Given records →
▬▬▬▬▬▬▬▬▬▬

PR #21, opened 2016-05-04
Allow to exclude hosts in callback plugin

stintel:


agx:
The current patch can only exclude a single host since the env var is a string not a Python list. You need to split at a character (':' like in paths?) to get a list.

Additionally the commit message should have some motivation _why_ this is needed. 

Apart from that I'm o.k. with a exclude list but maybe @dblatog has further suggestions?

dLobatog:
@agx Nothing else, should be ready to merge after @stintel does what you said. Thanks for the contribution!

dLobatog:
@stintel ping?

stintel:
@dLobatog @agx is it acceptable now?

agx:
On Wed, May 18, 2016 at 01:38:16AM -0700, Stijn Tintel wrote:
> @dLobatog @agx is it acceptable now?

Thanks for updating the patch I'm still missing some motivation in the
commit message why we want this? If it's just for excluding localhost I
wonder if we shouldn't rather exclude all hosts that don't have a dot in
it?

PR #23, opened 2016-07-21
Fix missing logger method name

domcleal:
Causes `ArgumentError: wrong number of arguments (1 for 0)` otherwise.


dLobatog:
Merged as af4eb2a9dd14757cc7be7b1e58e0d6955f53dd6f, thanks @domcleal!

PR #24, opened 2016-08-02
Fixes #15948 - Add in the engine initializer to extract strings

bkearney:


lib/foreman_ansible/engine.rb
```diff
@@ -10,6 +13,13 @@ class Engine < ::Rails::Engine
     config.autoload_paths += Dir["#{config.root}/app/services"]
     config.autoload_paths += Dir["#{config.root}/app/views"]
 
+    initializer 'foreman_docker.register_gettext', :after => :load_config_initializers do
```
agx: Should this bee a foreman_ansible instead of foreman_docker ?

dLobatog: Yeah, it doesn't really matter unless you have both foremandocker & foremanansible installed

bkearney:
@agx sorry, bad copy/paste. I pushed a corrected initializer.

dLobatog:
Merged as 537415c14d364c72518141b2727e7e24f50d9e1d, thanks @bkearney!

bkearney:
@dLobatog thanks. Can you push to Transifex, or is that something @domcleal does?

dLobatog:
@bkearney I don't think I have push permissions there, sorry :disappointed_relieved: !

PR #25, opened 2016-08-03
Fixes #15836 - Import roles from smart proxy

xprazak2:


dLobatog:
@xprazak2 Thanks for the PR. I have to add testing to foreman-infra too to make sure this stays stable & fulfills rubocop.

A few comments (haven't tried this yet nor read it fully):
* Please split this up into PRs for API/UI, and other functionality, large changesets are difficult to review effectively
* What's the API necessary for?
* Why is the UI for roles necessary? Does it show the roles that are automatically imported from the Foreman host (w/o proxy)? 
* What version of the proxy supports this? What version of the proxy plugin? Is it packaged? 

thanks!

xprazak2:
* I will break this up into smaller parts
* The API may not be necessary, but shouldn't the functionality of API/UI be consistent? 
* The UI should show all roles regardless of how they are imported. The aim here was to achieve look & feel similar to puppet classes import.
* There are no restrictions on proxy apart from having smart_proxy_ansible plugin. Proxy plugin has not been packaged yet.

app/controllers/ansible_roles_controller.rb
```diff
@@ -0,0 +1,44 @@
...
+  def destroy
+    if @role.destroy
+      process_success
+    else
+      process_error :object => @role
+    end
+  end
+
+  def import
+    @changed = @importer.import
```
dLobatog: Please render local variables ( :locals => { :changed => @importer.import} ) in templates instead of relying in instance variables, it makes more difficult to change logic in templates

app/controllers/ansible_roles_controller.rb
```diff
@@ -0,0 +1,44 @@
+class AnsibleRolesController < ::ApplicationController
+  include Foreman::Controller::AutoCompleteSearch
+
+  before_action :find_role, :only => [:destroy]
```
dLobatog: Use `:find_resource`, provided by core, it should able to find it

app/controllers/ansible_roles_controller.rb
```diff
@@ -0,0 +1,44 @@
...
+  end
+
+  private
+
+  def find_role
+    @role = resource_base.find_by_id(params[:id])
+  end
+
+  def find_proxy
+    @proxy = SmartProxy.find(params[:proxy])
```
dLobatog: `SmartProxy.authorized(:view_smart_proxies).find(params[:proxy])` rather,

app/lib/proxy_api/ansible.rb
```diff
@@ -0,0 +1,14 @@
...
+  class Ansible < ::ProxyAPI::Resource
+    def initialize(args)
+      @url = args[:url] + '/ansible/'
+      super args
+    end
+
+    def roles
+      parse(get 'roles')
+    rescue => e
+      raise ProxyException.new(url, e, N_('Unable to get roles from Ansible'))
```
dLobatog: Can you write a test for this?

app/lib/proxy_api/ansible.rb
```diff
@@ -0,0 +1,14 @@
+module ProxyAPI
+  class Ansible < ::ProxyAPI::Resource
+    def initialize(args)
+      @url = args[:url] + '/ansible/'
+      super args
+    end
+
+    def roles
+      parse(get 'roles')
+    rescue => e
```
dLobatog: Rescue *all* exceptions? Which ones have you seen?

app/services/foreman_ansible/roles_importer.rb
```diff
@@ -1,24 +1,54 @@
...
+    def initialize(proxy = nil)
+      @ansible_proxy = proxy
+    end
+
+    def proxy_api
+      return @proxy_api if @proxy_api
+      find_proxy_api
+    end
+
+    def import
```
dLobatog: nitpick, `import!` to make the dev notice it'll trigger an important change

app/services/foreman_ansible/roles_importer.rb
```diff
@@ -1,24 +1,54 @@
...
-          Rails.logger.debug("Failed to save role #{role_name}: "\
-                            "#{role.errors.full_messages.join(', ')}")
-        end
+    attr_reader :ansible_proxy
+
+    def initialize(proxy = nil)
+      @ansible_proxy = proxy
+    end
+
+    def proxy_api
```
dLobatog: Can't you do this with just `@proxy_api = find_proxy_api`  in the initializer?

app/views/foreman_ansible/hosts/_tab_content.html.erb
```diff
@@ -1,4 +1,4 @@
 <div class='tab-pane' id='ansible_roles'>
-  <%= multiple_checkboxes f, :ansible_roles, @host, ansible_roles,
+  <%= multiple_checkboxes f, :ansible_roles, @host, AnsibleRole.all,
```
dLobatog: If you want to do this, you'll have to add permissions to AnsibleRole then call .authorized here

app/views/ansible_roles/import.html.erb
```diff
@@ -0,0 +1,49 @@
+<% title _("Changed roles") %>
+<%= form_tag send("confirm_import_ansible_roles_path") do %>
```
dLobatog: Why send?

app/views/ansible_roles/import.html.erb
```diff
@@ -0,0 +1,49 @@
...
+                <%= { "new" => _("Add:"), "obsolete" => _("Remove:") }[kind] %>
+              </td>
+            </tr>
+          <% end %>
+        <% end %>
+      <% end %>
+    </tbody>
+  </table>
+  <div>
+    <%= link_to _("Cancel"), send("ansible_roles_path"), :class => "btn btn-default" %>
```
dLobatog: Ditto, why send?

app/views/ansible_roles/import.html.erb
```diff
@@ -0,0 +1,49 @@
...
+                               "toggleCheckboxesBySelector('.role_select_boxes')",
+                               :title => _("Check/Uncheck all")) %>
+        </th>
+        <th><%= _("Name") %></th>
+        <th><%= _("Operation") %></th>
+      </tr>
+    </thead>
+    <tbody>
+      <% ["new", "obsolete"].each do |kind| %>
+        <% unless (roles = @changed[kind]).empty? %>
```
dLobatog: nitpick, `if (roles = @changed[kind]).present?` is more readable imo

dLobatog:
@xprazak2 I've left a few comments, didn't fully finish with the review - but some things are worth looking into already, please take a look. Also I noticed it doesn't pass rubocop (`bundle exec rubocop app`) and a test seems to fail. What version of Foreman is this supposed to work with?

https://github.com/theforeman/foreman-infra/pull/231 is tracking test/rubocop integration in this repo, sorry for not having it automatically yet :disappointed: 

Thanks again!

app/services/foreman_ansible/roles_importer.rb
xprazak2: I could, but import is two step process. In the first step (`import` action), we get the roles from proxy, display the changes to user and let him decide what to import. In the second step (`confirm_import` action), we simply persist the changes user selected. We do not actually need proxy for the second step. We could also move `@proxy_api = find_proxy_api` into initializer and extract the `finish_import` method into a separate class.

xprazak2:
@dLobatog, I made changes according to comments, rubocop and tests are now locally passing for me.

dLobatog:
@xprazak2 Mind to rebase this? I recently merged a PR with fixes to tests, it'd run that automatically now :smile:

app/controllers/ansible_roles_controller.rb
```diff
@@ -0,0 +1,42 @@
+#:nodoc:
```
dLobatog: Please write some doc, even if they're basic, they allows us to define boundaries for our classes and make newcomers more familiar with this

app/controllers/ansible_roles_controller.rb
```diff
@@ -0,0 +1,42 @@
...
+class AnsibleRolesController < ::ApplicationController
```
dLobatog: Nitpick - put this in the `ForemanAnsible` namespace, then just call it RolesController. It'll allow us to not override stuff in ApplicationController like on line 19 (`process_error :object => @role`) would just become `process_error`

app/lib/proxy_api/ansible.rb
```diff
@@ -0,0 +1,15 @@
...
+  # ProxyAPI for Ansible
+  class Ansible < ::ProxyAPI::Resource
+    def initialize(args)
+      @url = args[:url] + '/ansible/'
+      super args
+    end
+
+    def roles
+      parse(get('roles'))
+    rescue Errno::ECONNREFUSED => e
```
dLobatog: A few more... 

`SocketError, Timeout::Error, Errno::EINVAL, Errno::ECONNRESET,
 EOFError, Net::HTTPBadResponse, Net::HTTPHeaderSyntaxError,
 Net::ProtocolError, RestClient::ResourceNotFound`

test/functional/ansible_roles_controller_test.rb
```diff
@@ -0,0 +1,20 @@
+require 'test_plugin_helper'
+# functional tests for AnsibleRolesController
+class AnsibleRolesControllerTest < ActionController::TestCase
+  setup do
+    @role = FactoryGirl.create(:ansible_role)
+  end
+
+  test 'should get index' do
```
dLobatog: Substitute by `basic_index_test`

test/functional/ansible_roles_controller_test.rb
```diff
@@ -0,0 +1,20 @@
+require 'test_plugin_helper'
+# functional tests for AnsibleRolesController
+class AnsibleRolesControllerTest < ActionController::TestCase
+  setup do
+    @role = FactoryGirl.create(:ansible_role)
```
dLobatog: No need to create one role in the index test?

test/test_plugin_helper.rb
```diff
@@ -1,9 +1,11 @@
 require 'test_helper'
 
 def sample_facts_file
-  File.read(
-    File.join(
-      ForemanAnsible::Engine.root, 'test', 'fixtures', 'sample_facts.json'))
+  File.read(File.join(
```
dLobatog: Nitpick, 

```ruby
File.read(
    File.join(
      ForemanAnsible::Engine.root,
      'test',
      'fixtures',
      'sample_facts.json'
    )
  )

```

reads a bit better IMO - also it's what's suggested in the newest Rubocop versions (0.42)

lib/foreman_ansible/version.rb
```diff
@@ -2,5 +2,5 @@
 # This way other parts of Foreman can just call ForemanAnsible::VERSION
 # and detect what version the plugin is running.
 module ForemanAnsible
-  VERSION = '1.0'
+  VERSION = '1.0'.freeze
```
dLobatog: :sparkler: :smile:

lib/foreman_ansible/engine.rb
```diff
@@ -30,9 +31,20 @@ class Engine < ::Rails::Engine
           permission :play_roles,
                      { :hosts => [:play_roles, :multiple_play_roles] },
                      :resource_type => 'Host::Managed'
+          permission :view_ansible_roles, :ansible_roles => [:index],
+                                          :hosts => [:new, :edit]
+          permission :destroy_nasible_roles, :ansible_roles => [:destroy]
+          permission :edit_ansible_roles,
+                     :ansible_roles => [:import, :confirm_import]
```
dLobatog: Mind to call this permission `:import_ansible_roles`? It's just for consistency so it matches with `import_puppetclasses` and `import_environments` permission

app/views/ansible_roles/index.html.erb
```diff
@@ -0,0 +1,30 @@
+<% title _("Ansible Roles") %>
```
dLobatog: This is missing a 'Welcome' page following Patternfly's empty state pattern:
https://www.patternfly.org/pattern-library/communication/empty-state/#_

You can pretty much copy the environments page from core, changing the icon to fa-play:
https://github.com/theforeman/foreman/blob/develop/app/views/environments/welcome.html.erb

app/views/ansible_roles/index.html.erb
```diff
@@ -0,0 +1,30 @@
...
+<table class="<%= table_css_classes 'table-fixed' %>">
+  <thead>
+    <tr>
+      <th class="col-md-3"><%= sort :name, :as => s_("Role|Name") %></th>
+      <th class="col-md-3"><%= _("Imported at") %></th>
+      <th class="col-md-1"><%= _("Actions") %></th>
+    </tr>
+  </thead>
+  <tbody>
+    <% for role in @roles %>
```
dLobatog: `.each` please, to properly scope the content of the loop (+ performance, let's save the planet :smile:)

app/services/foreman_ansible/roles_importer.rb
```diff
@@ -1,24 +1,55 @@
...
+
+    def import!
+      imported = proxy_api.roles.map do |role_name|
+        ::AnsibleRole.find_or_initialize_by(:name => role_name)
+      end
+      detect_changes imported
+    end
+
+    def finish_import(changes)
+      if changes
```
dLobatog: Use a guard clause, e.g `return unless changes.present?` to avoid making "if" methods.

app/models/ansible_role.rb
```diff
@@ -1,6 +1,10 @@
 # Simple model to store basic info about the Ansible role
 class AnsibleRole < ActiveRecord::Base
+  include Authorizable
+
+  self.include_root_in_json = false
```
dLobatog: Why?

app/services/foreman_ansible/roles_importer.rb
```diff
@@ -1,24 +1,55 @@
 module ForemanAnsible
-  # Service to import roles from the filesystem.
-  # Should be extracted to a gem that both the proxy and Foreman can use.
+  # imports roles from smart proxy
```
dLobatog: Read the previous comment, there are users already using this - the importer should handle both the local fs & the smart proxy. Maybe it's best to split that functionality into two classes

db/migrate/20160729094457_add_columns_to_ansible_role.rb
```diff
@@ -0,0 +1,12 @@
+#:nodoc:
+class AddColumnsToAnsibleRole < ActiveRecord::Migration
+  def up
+    add_column :ansible_roles, :created_at, :datetime
+    add_column :ansible_roles, :updated_at, :datetime
```
dLobatog: Add a default value for this - equal to the Time.now or something - otherwise this breaks https://github.com/theforeman/foreman_ansible/pull/25/files#diff-97a0da96e3dffb0eb149878984f699edR17 when calling .updated_at on pre-existing roles (remember there are roles already in the system prior to this PR)

db/migrate/20160729094457_add_columns_to_ansible_role.rb
```diff
@@ -0,0 +1,12 @@
+#:nodoc:
```
dLobatog: The rubocop doc requirement is there to explain the 'why's of this migration - the 'how' is self-explanatory

app/views/ansible_roles/import.html.erb
```diff
@@ -0,0 +1,49 @@
...
+          <%= link_to_function(icon_text("check"),
+                               "toggleCheckboxesBySelector('.role_select_boxes')",
+                               :title => _("Check/Uncheck all")) %>
+        </th>
+        <th><%= _("Name") %></th>
+        <th><%= _("Operation") %></th>
+      </tr>
+    </thead>
+    <tbody>
+      <% ["new", "obsolete"].each do |kind| %>
```
dLobatog: This should show something when no new or obsolete roles were found, right now it just displays an empty table which is kind of confusing. I think at that point it'd make sense to take the tbody and put it in a partial

dLobatog:
@xprazak2 Thanks for the updates, it looks much more mature & nearing completion. I appreciate the work.

I see just two problems with the current approach:

1.  **It can't handle local roles** (imported from the Foreman host itself). 
    * I realize the proxy does this already but I've had good feedback from people who didn't want to install more stuff in their proxies & on IRC/mailing list about liking that approach. IMO, the way to do this properly is going to be to write a gem that reads the roles, and making both Foreman and the proxy use that gem. That way we don't have to write the same code twice. 
   * For the moment I think it's fine if you just keep the code that's already there and try to adapt the RolesImporter & the UI to handle both cases. 

2.  **It's unclear whether users should or not have proxies with different sets of roles** (not critical..yet)
     * The most user friendly way of doing this is to associate roles with N proxies (or the foreman host itself) , where we know they're available. Then at runtime we trigger the run based off this information, e.g:
     * Proxy A has roles 'redmine' and 'jenkins'
     * Proxy B has roles 'ruby' and 'python'
     * We want to apply 'redmine' and 'ruby' to Host C in Foreman. 
         * Foreman should be able to figure out that it'd trigger the run from Proxy A and Proxy B, and the user doesn't need to know about it. The current approach of associating hosts with Puppet servers makes a bit more sense in Puppet but it's just more work for the user we could save them.

If you can fix the problem with 1 & the comments inline I think it'd be very near to merge if not 100% complete. Thanks again & let me know if you need help on IRC!

app/services/foreman_ansible/roles_importer.rb
ares: Just curious, why would we encourage people to handle local fs? We support it only through proxy for puppet modules. Having two paths that we have to support seems as extra burden to me.

app/models/ansible_role.rb
xprazak2: The importing form posts individual roles as json, this is for the sake of having a simple array of js objects where each object is a role.

xprazak2:
I did not see why we would want to handle the import directly from local fs, but not adding another stuff to a proxy seems like a valid point. I will be back with update.

xprazak2:
We should be able to import local roles now.

app/services/foreman_ansible/roles_importer.rb
dLobatog: It is extra burden on the developer. It's so much easier for the user though, who doesn't have to care about proxy, proxy config files, or proxy plugins. 

I aim to alleviate the burden (duplication, really) between doing the same operation in proxy & Foreman via extracting this to a gem `ansible_roles_importer` or similar.

dLobatog:
@xprazak2 @tstrachota 's PR to include Roles in Host groups was merged just yesterday, mind to rebase?

dLobatog:
Looks like it's still out of date?

dLobatog:
Feel free to use https://github.com/dlobatog/foreman_ansible/tree/roles-import-oprazak - it went out of date again, I'm trying it out

app/helpers/foreman_ansible/ansible_roles_helper.rb
```diff
@@ -1,9 +1,21 @@
...
-    def ansible_roles
-      ForemanAnsible::RolesImporter.import!
-      AnsibleRole.all
+    def ansible_proxy_links(hash, classes = nil)
+      links = SmartProxy.with_features('Ansible').map do |proxy|
+        display_link_if_authorized(_('Import from %s') % proxy.name,
+                                   hash.merge(:proxy => proxy),
+                                   :class => classes)
+      end.flatten
+      links.unshift display_link_if_authorized(_('Import from localhost'), hash, :class => classes)
```
dLobatog: `Foreman host` instead.. otherwise it's kind of confusing especially if you have a localhost proxy

app/controllers/ansible_roles_controller.rb
```diff
@@ -0,0 +1,49 @@
...
+      process_success
+    else
+      process_error
+    end
+  end
+
+  def import
+    changed = @importer.import!
+    if changed.values.all? { |roles| roles.empty? }
+      notice _('No changes in roles detected on %s.') % @proxy.name
```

▬▬▬▬▬▬▬▬▬▬

Problem description → Filter the entries by the string "rebase" and copy each matching line.

Output →
@xprazak2 Mind to rebase this? I recently merged a PR with fixes to tests, it'd run that automatically now :smile:
@xprazak2 @tstrachota 's PR to include Roles in Host groups was merged just yesterday, mind to rebase?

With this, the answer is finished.